PR #18568, opened 2024-10-21
[NVIDIA] Swap the collective pipeliner of AR and AG passes

kaixih:
This PR provides a workaround by swapping the collective pipelining of AllReduce (AR) and AllGather (AG). We originally encountered a divergence issue when both AR and AG were enabled simultaneously. After swapping their order, the issue disappeared. In theory, these two passes should be independent, meaning either order should generate a mathematically equivalent graph. For now, we are swapping the order as a temporary fix for the issue.

### DIFF
--- a/xla/service/gpu/gpu_compiler.cc
+++ b/xla/service/gpu/gpu_compiler.cc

■ **Problem requirements**
Show me every line of the entries above that holds "passes".

■ **Exercise response**
[NVIDIA] Swap the collective pipeliner of AR and AG passes
This PR provides a workaround by swapping the collective pipelining of AllReduce (AR) and AllGather (AG). We originally encountered a divergence issue when both AR and AG were enabled simultaneously. After swapping their order, the issue disappeared. In theory, these two passes should be independent, meaning either order should generate a mathematically equivalent graph. For now, we are swapping the order as a temporary fix for the issue.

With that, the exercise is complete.